WHAT YOU WILL DO: Each line of the records containing "which" is to be copied out and returned.

-- PROVIDED ENTRIES follows --

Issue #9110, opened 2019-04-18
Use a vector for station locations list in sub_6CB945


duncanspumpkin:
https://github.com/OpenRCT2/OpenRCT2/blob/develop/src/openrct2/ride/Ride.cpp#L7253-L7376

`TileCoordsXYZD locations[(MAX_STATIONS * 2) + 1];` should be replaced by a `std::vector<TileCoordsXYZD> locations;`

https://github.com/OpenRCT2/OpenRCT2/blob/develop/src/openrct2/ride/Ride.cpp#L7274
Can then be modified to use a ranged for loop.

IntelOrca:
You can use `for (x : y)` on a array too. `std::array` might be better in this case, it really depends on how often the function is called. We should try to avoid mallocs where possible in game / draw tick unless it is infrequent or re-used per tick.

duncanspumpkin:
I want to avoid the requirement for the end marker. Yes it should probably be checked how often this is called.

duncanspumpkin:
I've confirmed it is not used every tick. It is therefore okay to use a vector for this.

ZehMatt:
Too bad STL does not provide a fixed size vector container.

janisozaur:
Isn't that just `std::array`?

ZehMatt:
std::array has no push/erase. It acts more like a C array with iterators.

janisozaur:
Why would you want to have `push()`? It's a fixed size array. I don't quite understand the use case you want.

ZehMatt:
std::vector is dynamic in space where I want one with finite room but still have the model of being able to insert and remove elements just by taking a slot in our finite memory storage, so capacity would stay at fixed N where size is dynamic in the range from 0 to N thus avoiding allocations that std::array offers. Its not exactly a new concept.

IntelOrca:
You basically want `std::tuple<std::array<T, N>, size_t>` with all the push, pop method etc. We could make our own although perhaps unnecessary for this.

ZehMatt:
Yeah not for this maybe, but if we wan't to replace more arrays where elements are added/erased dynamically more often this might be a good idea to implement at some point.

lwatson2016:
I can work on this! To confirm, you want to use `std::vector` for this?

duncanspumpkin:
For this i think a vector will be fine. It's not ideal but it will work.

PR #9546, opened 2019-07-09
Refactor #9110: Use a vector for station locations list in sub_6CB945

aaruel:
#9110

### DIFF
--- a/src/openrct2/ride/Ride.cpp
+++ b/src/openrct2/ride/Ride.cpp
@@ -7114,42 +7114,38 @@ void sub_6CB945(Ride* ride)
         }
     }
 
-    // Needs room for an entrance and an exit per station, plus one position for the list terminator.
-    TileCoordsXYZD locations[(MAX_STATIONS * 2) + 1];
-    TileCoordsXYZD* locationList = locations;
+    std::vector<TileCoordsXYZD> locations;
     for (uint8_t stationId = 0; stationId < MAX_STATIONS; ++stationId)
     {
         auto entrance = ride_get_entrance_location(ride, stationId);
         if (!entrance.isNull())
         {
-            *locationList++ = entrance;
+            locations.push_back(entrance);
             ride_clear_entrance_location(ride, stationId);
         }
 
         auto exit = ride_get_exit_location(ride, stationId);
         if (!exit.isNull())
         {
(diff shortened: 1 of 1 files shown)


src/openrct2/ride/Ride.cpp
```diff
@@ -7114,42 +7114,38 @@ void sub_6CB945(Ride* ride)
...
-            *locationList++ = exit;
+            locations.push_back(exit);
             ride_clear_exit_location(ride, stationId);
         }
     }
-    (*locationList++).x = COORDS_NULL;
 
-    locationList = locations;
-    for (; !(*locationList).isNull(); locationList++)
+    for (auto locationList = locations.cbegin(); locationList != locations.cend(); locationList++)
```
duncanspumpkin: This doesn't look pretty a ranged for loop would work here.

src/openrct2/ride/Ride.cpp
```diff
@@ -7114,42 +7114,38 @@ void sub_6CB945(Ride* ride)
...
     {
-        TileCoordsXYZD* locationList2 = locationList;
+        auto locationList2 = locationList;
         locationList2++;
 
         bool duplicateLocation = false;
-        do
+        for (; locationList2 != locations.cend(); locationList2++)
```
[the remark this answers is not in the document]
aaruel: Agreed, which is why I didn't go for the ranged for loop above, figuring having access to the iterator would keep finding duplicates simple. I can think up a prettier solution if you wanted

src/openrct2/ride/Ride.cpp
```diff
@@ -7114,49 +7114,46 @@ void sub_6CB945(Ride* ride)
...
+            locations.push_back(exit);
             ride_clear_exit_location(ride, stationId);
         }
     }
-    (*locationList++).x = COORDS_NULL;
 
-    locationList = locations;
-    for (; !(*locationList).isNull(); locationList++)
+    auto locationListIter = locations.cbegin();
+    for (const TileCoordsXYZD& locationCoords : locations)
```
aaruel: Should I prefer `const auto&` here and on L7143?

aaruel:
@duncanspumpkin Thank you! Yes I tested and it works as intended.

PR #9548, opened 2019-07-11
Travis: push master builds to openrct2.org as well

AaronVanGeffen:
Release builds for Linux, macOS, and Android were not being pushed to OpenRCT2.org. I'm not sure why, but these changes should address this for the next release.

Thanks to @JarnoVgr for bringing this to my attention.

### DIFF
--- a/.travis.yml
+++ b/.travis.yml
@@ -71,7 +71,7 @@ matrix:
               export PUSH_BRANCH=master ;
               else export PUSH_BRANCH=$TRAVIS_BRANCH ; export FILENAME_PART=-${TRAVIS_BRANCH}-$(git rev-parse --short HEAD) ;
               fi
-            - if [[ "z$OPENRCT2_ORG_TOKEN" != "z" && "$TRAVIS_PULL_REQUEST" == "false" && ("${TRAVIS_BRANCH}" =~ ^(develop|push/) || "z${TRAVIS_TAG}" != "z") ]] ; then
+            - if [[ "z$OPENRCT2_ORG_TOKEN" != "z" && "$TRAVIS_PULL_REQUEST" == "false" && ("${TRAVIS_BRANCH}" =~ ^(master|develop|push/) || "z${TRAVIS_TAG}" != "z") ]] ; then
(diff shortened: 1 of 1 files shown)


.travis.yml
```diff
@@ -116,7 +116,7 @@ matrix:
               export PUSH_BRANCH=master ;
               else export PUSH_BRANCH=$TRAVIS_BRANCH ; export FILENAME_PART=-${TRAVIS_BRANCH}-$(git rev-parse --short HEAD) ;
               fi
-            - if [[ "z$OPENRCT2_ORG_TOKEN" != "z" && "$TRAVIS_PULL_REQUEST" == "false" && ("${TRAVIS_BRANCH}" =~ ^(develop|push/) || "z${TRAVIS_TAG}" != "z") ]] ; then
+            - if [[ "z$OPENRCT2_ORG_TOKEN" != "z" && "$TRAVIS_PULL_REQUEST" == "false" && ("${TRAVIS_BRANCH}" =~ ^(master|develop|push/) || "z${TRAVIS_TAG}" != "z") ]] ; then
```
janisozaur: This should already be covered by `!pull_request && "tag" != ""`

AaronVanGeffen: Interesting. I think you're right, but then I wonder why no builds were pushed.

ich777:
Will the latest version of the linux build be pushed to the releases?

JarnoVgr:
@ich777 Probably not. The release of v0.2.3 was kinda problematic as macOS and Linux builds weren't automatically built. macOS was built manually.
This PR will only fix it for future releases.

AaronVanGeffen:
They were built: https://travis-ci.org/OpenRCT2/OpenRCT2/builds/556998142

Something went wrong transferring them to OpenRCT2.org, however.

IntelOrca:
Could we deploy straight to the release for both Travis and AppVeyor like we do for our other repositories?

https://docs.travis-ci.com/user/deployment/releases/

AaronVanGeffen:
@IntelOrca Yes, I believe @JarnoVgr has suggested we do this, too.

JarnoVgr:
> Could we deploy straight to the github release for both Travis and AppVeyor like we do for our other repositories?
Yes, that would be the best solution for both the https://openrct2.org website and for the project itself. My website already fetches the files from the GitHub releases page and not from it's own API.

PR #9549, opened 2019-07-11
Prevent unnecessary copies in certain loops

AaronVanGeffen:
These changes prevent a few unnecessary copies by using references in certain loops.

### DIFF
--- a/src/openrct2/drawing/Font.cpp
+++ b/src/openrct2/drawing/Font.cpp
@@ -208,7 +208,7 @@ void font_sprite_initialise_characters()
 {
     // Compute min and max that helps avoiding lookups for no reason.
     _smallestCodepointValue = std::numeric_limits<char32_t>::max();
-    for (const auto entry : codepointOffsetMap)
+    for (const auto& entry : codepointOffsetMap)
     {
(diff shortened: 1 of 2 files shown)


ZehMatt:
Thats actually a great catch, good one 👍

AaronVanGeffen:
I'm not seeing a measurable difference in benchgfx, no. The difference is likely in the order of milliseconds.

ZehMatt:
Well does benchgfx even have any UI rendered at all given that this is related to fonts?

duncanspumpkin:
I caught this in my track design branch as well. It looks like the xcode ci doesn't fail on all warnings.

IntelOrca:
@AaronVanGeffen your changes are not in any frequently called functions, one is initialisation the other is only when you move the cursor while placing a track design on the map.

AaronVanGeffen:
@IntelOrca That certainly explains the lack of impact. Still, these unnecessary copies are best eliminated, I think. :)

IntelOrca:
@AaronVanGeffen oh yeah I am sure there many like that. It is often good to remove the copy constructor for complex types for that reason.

-- PROVIDED ENTRIES concluded --
-- PROVIDED ENTRIES follows --

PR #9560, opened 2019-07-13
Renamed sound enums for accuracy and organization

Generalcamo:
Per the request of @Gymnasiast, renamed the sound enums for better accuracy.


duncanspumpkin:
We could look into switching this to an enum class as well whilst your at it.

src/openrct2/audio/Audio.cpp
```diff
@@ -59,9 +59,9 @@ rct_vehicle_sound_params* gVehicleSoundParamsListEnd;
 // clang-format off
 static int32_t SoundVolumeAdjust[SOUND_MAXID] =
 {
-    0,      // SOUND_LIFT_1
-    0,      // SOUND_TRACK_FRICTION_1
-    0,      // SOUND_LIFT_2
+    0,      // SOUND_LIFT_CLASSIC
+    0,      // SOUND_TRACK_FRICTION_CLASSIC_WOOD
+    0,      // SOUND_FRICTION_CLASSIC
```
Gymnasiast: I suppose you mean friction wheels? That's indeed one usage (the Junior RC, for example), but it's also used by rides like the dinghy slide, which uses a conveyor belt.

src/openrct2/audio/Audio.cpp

-- PROVIDED ENTRIES concluded --

EXERCISE ANSWER:
aaruel: Agreed, which is why I didn't go for the ranged for loop above, figuring having access to the iterator would keep finding duplicates simple. I can think up a prettier solution if you wanted
Gymnasiast: I suppose you mean friction wheels? That's indeed one usage (the Junior RC, for example), but it's also used by rides like the dinghy slide, which uses a conveyor belt.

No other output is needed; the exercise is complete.